## Records supplied:
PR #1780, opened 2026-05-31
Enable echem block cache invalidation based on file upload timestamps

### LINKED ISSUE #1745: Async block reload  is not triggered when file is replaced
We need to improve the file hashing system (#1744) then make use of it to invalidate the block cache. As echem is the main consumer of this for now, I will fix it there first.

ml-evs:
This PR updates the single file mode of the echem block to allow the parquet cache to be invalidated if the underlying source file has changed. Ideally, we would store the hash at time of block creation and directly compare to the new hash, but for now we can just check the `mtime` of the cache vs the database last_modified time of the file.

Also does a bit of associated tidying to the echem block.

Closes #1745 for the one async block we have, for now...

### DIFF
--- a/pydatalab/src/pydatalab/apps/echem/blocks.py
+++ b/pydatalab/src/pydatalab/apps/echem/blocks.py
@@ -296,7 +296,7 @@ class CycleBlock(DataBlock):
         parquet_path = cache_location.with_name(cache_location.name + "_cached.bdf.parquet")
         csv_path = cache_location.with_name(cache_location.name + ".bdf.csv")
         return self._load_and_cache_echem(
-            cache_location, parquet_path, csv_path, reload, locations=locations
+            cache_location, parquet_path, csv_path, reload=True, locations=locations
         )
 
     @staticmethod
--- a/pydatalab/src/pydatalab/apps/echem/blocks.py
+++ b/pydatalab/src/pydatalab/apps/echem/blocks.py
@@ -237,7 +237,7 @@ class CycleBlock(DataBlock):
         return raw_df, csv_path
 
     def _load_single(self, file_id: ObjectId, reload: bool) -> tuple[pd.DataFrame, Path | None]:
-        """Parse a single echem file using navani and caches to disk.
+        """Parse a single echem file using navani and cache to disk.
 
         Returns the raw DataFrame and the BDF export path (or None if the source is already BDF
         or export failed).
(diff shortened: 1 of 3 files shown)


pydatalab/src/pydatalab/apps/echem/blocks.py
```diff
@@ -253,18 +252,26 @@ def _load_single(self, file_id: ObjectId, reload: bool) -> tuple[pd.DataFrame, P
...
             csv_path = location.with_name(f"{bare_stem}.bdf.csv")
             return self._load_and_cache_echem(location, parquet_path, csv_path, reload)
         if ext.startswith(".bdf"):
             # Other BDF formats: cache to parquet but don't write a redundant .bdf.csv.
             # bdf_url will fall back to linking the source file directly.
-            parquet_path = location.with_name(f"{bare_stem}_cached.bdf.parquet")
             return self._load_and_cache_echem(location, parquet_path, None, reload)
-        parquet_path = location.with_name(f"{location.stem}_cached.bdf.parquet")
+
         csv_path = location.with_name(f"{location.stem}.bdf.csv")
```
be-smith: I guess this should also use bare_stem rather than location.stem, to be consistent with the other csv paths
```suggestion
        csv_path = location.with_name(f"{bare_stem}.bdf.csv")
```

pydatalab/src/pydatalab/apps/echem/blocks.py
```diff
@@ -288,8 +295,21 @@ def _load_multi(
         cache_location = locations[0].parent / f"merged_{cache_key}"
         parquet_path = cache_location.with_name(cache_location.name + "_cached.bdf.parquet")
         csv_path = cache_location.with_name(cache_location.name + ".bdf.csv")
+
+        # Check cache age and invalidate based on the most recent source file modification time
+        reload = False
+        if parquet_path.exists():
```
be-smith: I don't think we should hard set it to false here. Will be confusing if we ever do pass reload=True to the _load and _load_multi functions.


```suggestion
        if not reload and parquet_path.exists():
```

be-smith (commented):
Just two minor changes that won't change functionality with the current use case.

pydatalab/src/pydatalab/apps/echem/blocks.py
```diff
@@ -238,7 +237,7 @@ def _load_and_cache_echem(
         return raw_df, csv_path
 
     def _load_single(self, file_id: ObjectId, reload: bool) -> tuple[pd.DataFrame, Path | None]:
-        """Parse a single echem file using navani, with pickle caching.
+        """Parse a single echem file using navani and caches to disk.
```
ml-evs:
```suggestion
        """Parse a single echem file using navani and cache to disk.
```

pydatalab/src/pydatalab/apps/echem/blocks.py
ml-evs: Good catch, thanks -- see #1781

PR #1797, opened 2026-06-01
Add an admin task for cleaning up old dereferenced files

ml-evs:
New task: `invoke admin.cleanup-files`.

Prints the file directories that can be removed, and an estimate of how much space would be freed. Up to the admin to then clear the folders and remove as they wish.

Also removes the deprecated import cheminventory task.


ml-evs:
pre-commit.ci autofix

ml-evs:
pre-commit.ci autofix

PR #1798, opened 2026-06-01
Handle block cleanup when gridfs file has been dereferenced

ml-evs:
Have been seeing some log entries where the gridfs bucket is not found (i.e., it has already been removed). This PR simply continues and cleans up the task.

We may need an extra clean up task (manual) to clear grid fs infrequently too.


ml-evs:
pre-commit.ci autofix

## Action item:
Write out each entry again, character for character.

## Solution to the problem:
PR #1780, opened 2026-05-31
Enable echem block cache invalidation based on file upload timestamps

### LINKED ISSUE #1745: Async block reload  is not triggered when file is replaced
We need to improve the file hashing system (#1744) then make use of it to invalidate the block cache. As echem is the main consumer of this for now, I will fix it there first.

ml-evs:
This PR updates the single file mode of the echem block to allow the parquet cache to be invalidated if the underlying source file has changed. Ideally, we would store the hash at time of block creation and directly compare to the new hash, but for now we can just check the `mtime` of the cache vs the database last_modified time of the file.

Also does a bit of associated tidying to the echem block.

Closes #1745 for the one async block we have, for now...

### DIFF
--- a/pydatalab/src/pydatalab/apps/echem/blocks.py
+++ b/pydatalab/src/pydatalab/apps/echem/blocks.py
@@ -296,7 +296,7 @@ class CycleBlock(DataBlock):
         parquet_path = cache_location.with_name(cache_location.name + "_cached.bdf.parquet")
         csv_path = cache_location.with_name(cache_location.name + ".bdf.csv")
         return self._load_and_cache_echem(
-            cache_location, parquet_path, csv_path, reload, locations=locations
+            cache_location, parquet_path, csv_path, reload=True, locations=locations
         )
 
     @staticmethod
--- a/pydatalab/src/pydatalab/apps/echem/blocks.py
+++ b/pydatalab/src/pydatalab/apps/echem/blocks.py
@@ -237,7 +237,7 @@ class CycleBlock(DataBlock):
         return raw_df, csv_path
 
     def _load_single(self, file_id: ObjectId, reload: bool) -> tuple[pd.DataFrame, Path | None]:
-        """Parse a single echem file using navani and caches to disk.
+        """Parse a single echem file using navani and cache to disk.
 
         Returns the raw DataFrame and the BDF export path (or None if the source is already BDF
         or export failed).
(diff shortened: 1 of 3 files shown)


pydatalab/src/pydatalab/apps/echem/blocks.py
```diff
@@ -253,18 +252,26 @@ def _load_single(self, file_id: ObjectId, reload: bool) -> tuple[pd.DataFrame, P
...
             csv_path = location.with_name(f"{bare_stem}.bdf.csv")
             return self._load_and_cache_echem(location, parquet_path, csv_path, reload)
         if ext.startswith(".bdf"):
             # Other BDF formats: cache to parquet but don't write a redundant .bdf.csv.
             # bdf_url will fall back to linking the source file directly.
-            parquet_path = location.with_name(f"{bare_stem}_cached.bdf.parquet")
             return self._load_and_cache_echem(location, parquet_path, None, reload)
-        parquet_path = location.with_name(f"{location.stem}_cached.bdf.parquet")
+
         csv_path = location.with_name(f"{location.stem}.bdf.csv")
```
be-smith: I guess this should also use bare_stem rather than location.stem, to be consistent with the other csv paths
```suggestion
        csv_path = location.with_name(f"{bare_stem}.bdf.csv")
```

pydatalab/src/pydatalab/apps/echem/blocks.py
```diff
@@ -288,8 +295,21 @@ def _load_multi(
         cache_location = locations[0].parent / f"merged_{cache_key}"
         parquet_path = cache_location.with_name(cache_location.name + "_cached.bdf.parquet")
         csv_path = cache_location.with_name(cache_location.name + ".bdf.csv")
+
+        # Check cache age and invalidate based on the most recent source file modification time
+        reload = False
+        if parquet_path.exists():
```
be-smith: I don't think we should hard set it to false here. Will be confusing if we ever do pass reload=True to the _load and _load_multi functions.


```suggestion
        if not reload and parquet_path.exists():
```

be-smith (commented):
Just two minor changes that won't change functionality with the current use case.

pydatalab/src/pydatalab/apps/echem/blocks.py
```diff
@@ -238,7 +237,7 @@ def _load_and_cache_echem(
         return raw_df, csv_path
 
     def _load_single(self, file_id: ObjectId, reload: bool) -> tuple[pd.DataFrame, Path | None]:
-        """Parse a single echem file using navani, with pickle caching.
+        """Parse a single echem file using navani and caches to disk.
```
ml-evs:
```suggestion
        """Parse a single echem file using navani and cache to disk.
```

pydatalab/src/pydatalab/apps/echem/blocks.py
ml-evs: Good catch, thanks -- see #1781

PR #1797, opened 2026-06-01
Add an admin task for cleaning up old dereferenced files

ml-evs:
New task: `invoke admin.cleanup-files`.

Prints the file directories that can be removed, and an estimate of how much space would be freed. Up to the admin to then clear the folders and remove as they wish.

Also removes the deprecated import cheminventory task.


ml-evs:
pre-commit.ci autofix

ml-evs:
pre-commit.ci autofix

PR #1798, opened 2026-06-01
Handle block cleanup when gridfs file has been dereferenced

ml-evs:
Have been seeing some log entries where the gridfs bucket is not found (i.e., it has already been removed). This PR simply continues and cleans up the task.

We may need an extra clean up task (manual) to clear grid fs infrequently too.


ml-evs:
pre-commit.ci autofix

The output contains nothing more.